■ TASK MATERIAL:

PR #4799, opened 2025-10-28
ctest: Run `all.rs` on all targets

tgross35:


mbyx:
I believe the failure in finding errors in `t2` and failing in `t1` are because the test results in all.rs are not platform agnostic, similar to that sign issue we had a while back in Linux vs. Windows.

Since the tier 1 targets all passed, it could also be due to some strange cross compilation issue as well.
--
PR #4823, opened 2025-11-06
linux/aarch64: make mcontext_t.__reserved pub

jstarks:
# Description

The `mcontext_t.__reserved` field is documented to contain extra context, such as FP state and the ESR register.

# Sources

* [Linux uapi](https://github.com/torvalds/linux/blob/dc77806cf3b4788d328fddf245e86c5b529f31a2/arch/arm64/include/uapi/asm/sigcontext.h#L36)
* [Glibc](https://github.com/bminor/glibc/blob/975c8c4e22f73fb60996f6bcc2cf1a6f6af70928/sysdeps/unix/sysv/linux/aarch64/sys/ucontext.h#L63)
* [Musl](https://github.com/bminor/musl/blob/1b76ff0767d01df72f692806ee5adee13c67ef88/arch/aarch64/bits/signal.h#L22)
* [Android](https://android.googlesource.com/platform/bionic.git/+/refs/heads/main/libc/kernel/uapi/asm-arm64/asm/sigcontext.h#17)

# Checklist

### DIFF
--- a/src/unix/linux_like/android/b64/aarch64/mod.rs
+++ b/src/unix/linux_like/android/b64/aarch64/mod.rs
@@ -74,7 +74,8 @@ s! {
---
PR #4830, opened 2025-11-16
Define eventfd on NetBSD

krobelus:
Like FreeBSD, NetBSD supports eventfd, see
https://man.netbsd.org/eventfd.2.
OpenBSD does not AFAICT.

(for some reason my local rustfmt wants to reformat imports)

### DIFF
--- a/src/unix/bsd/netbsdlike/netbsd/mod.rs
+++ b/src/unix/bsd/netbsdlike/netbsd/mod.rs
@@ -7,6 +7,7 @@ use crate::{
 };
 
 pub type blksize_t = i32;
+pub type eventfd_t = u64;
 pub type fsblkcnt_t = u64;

■ WHAT IS REQUIRED:
Word for word, restate the lines above from the line containing "OpenBSD does not AFAICT." through the line containing "pub type fsblkcnt_t = u64;", with both included and nothing else.

■ WRITTEN RESPONSE:
OpenBSD does not AFAICT.

(for some reason my local rustfmt wants to reformat imports)

### DIFF
--- a/src/unix/bsd/netbsdlike/netbsd/mod.rs
+++ b/src/unix/bsd/netbsdlike/netbsd/mod.rs
@@ -7,6 +7,7 @@ use crate::{
 };
 
 pub type blksize_t = i32;
+pub type eventfd_t = u64;
 pub type fsblkcnt_t = u64;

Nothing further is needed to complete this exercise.